Gurmukh pozbywa się swojej duszy egocentryzmu, lecz manmukh, głupiec zawsze liczy się (przede wszystkim) z samym sobą.
Posiadanie poczucia dualności nie jest dobrym postępowaniem i zawsze ponosi się porażkę.
Słoń, jeleń, ryba, ćma i czarna pszczoła mają po jednej chorobie, a mianowicie pociąg do pożądania, dźwięku, przyjemności, odpowiednio pięknego wyglądu i zapachu, i są przez nie zjadane.
Ale człowiek ma wszystkie pięć dolegliwości i te pięć zawsze powoduje zawirowania w jego życiu.
Czarownice w postaci nadziei i pragnień oraz szczęścia i smutku dodatkowo pogłębiają choroby.
Kontrolowany przez dualizm, oszukany manmukh biega tu i tam.
Prawdziwy Guru jest prawdziwym królem i gurmukhowie poruszają się wskazaną przez Niego autostradą.
Poruszając się wraz i w świętym zgromadzeniu,
motywy i oszustwa w postaci żądzy materiałów uciekają.

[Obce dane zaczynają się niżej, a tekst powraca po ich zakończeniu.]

PR #341, opened 2024-04-11
First integration with canard.

serges147:
- `canardInit` is in use.
- CAN transport memory resource is connected to the canard allocate/free.
- Implemented `getLocalNodeId`

Also:
- Get rid of extra `Factory` entities.


include/libcyphal/transport/can/transport.hpp
```diff
@@ -20,36 +22,34 @@ namespace can
...
+    }
+
     // ICanTransport
 
     // ITransport
 
     CETL_NODISCARD cetl::optional<NodeId> getLocalNodeId() const noexcept override
     {
-        return cetl::nullopt;
+        return canard_instance_.node_id == CANARD_NODE_ID_UNSET ? cetl::nullopt
```
pavel-kirienko, line 46:
```suggestion
        return canard_instance_.node_id > CANARD_NODE_ID_MAX ? cetl::nullopt
```

include/libcyphal/transport/can/transport.hpp
```diff
@@ -20,36 +22,34 @@ namespace can
...
+                                                                : cetl::make_optional(canard_instance_.node_id);
     }
     CETL_NODISCARD ProtocolParams getProtocolParams() const noexcept override
     {
-        return ProtocolParams{};
+        // TODO: Fill MTU
+        return ProtocolParams{1 << CANARD_TRANSFER_ID_BIT_LENGTH, 0, CANARD_NODE_ID_MAX + 1};
```
pavel-kirienko, line 52: I would use designated initializers here: `.mtu=...` etc

include/libcyphal/transport/can/transport.hpp
```diff
@@ -87,11 +87,65 @@ class TransportImpl final : public ICanTransport
...
+    // see https://github.com/OpenCyphal/libcanard/issues/216
+    //
+    struct CanardMemory
+    {
+        std::size_t size;
+        alignas(std::max_align_t) cetl::byte data[1];
+    };
+
+    cetl::pmr::memory_resource& memory_;
+    CanardInstance              canard_instance_;
```
pavel-kirienko, line 103: Shouldn't the fields go to the end of the class scope?

include/libcyphal/transport/can/transport.hpp
```diff
@@ -20,36 +22,34 @@ namespace can
...
 namespace detail
 {
 
 class TransportImpl final : public ICanTransport
 {
 public:
+    TransportImpl(cetl::pmr::memory_resource& memory, const CanardNodeID canard_node_id)
+        : memory_{memory}
+    {
+        canard_instance_ = canardInit(canardMemoryAllocate, canardMemoryFree);
```
pavel-kirienko, line 34:
```suggestion
        : memory_{memory}
        , canard_instance_(canardInit(canardMemoryAllocate, canardMemoryFree))
    {
```

include/libcyphal/transport/can/transport.hpp
```diff
@@ -87,11 +87,65 @@ class TransportImpl final : public ICanTransport
...
+        CETL_DEBUG_ASSERT(ins->user_reference != nullptr, "Expected `this` transport as user reference.");
+
+        return *static_cast<TransportImpl*>(ins->user_reference);
+    }
+
+    CETL_NODISCARD static void* canardMemoryAllocate(CanardInstance* ins, size_t amount)
+    {
+        auto& self = getSelfFrom(ins);
+
+        const auto memory_size   = offsetof(CanardMemory, data) + amount;
```
pavel-kirienko, line 117: AUTOSAR M18-2-1, another occurrence below

pavel-kirienko (changes requested):

include/libcyphal/transport/can/transport.hpp
pavel-kirienko: Ah yes sorry

include/libcyphal/transport/can/transport.hpp
serges147: they are in private section, so I though it is fine place. I'm I right that you would like almost always see PRIVATE stuff in the following order:
1. private types, aliases
2. private member functions
3. private member consts and vars
?
maybe it worth to document this at https://kb.zubax.com/pages/viewpage.action?pageId=2195699 ?

include/libcyphal/transport/can/transport.hpp
```diff
@@ -87,11 +86,69 @@ class TransportImpl final : public ICanTransport
...
+    static void canardMemoryFree(CanardInstance* ins, void* pointer)
+    {
+        if (pointer == nullptr)
+        {
+            return;
+        }
+
+        const auto uint_ptr = reinterpret_cast<std::uintptr_t>(pointer);
+        CETL_DEBUG_ASSERT(uint_ptr > CanardMemory::DataOffset, "Invalid too small pointer.");
+        const auto canard_memory = reinterpret_cast<CanardMemory::Layout*>(uint_ptr - CanardMemory::DataOffset);
```
pavel-kirienko, line 138: The conversion to integer and the DataOffset all look a bit shady but we will accept this for now pending proper solution. I think it would have been a lot easier to just go like:

```c++
struct CanardMemory
{
    alignas(std::max_align_t) std::size_t size;
};
static_assert(sizeof(CanardMemory) == alignof(std::max_align_t));
```

And then:

```c++
auto* const mem = static_cast<CanardMemory*>(pointer)-1;
```

But it's good enough as a tentative solution.

pavel-kirienko (approved):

Tylko jedna osoba przeprawia się przez wielu ludzi.
Całe zadanie zostaje wykonane przez jednego dowódcę armii cesarskiej.
Dzięki tylko jednemu stróżowi w okolicy wszyscy bogaci śpią wolni od wszelkich niepokojów.
Gości na przyjęciu weselnym pozostaje wielu, ale małżeństwo zawierane jest z jednej osoby.
Tak się składa, że cesarz w kraju jest jeden, a reszta to społeczeństwo w postaci Hindusów i muzułmanów.
Podobnie prawdziwy Imperator Guru jest jeden, a święte zgromadzenie i słowo-sabad Guru są Jego znakami rozpoznawczymi.
Poświęcam się tym, którzy szukają schronienia u prawdziwego Guru.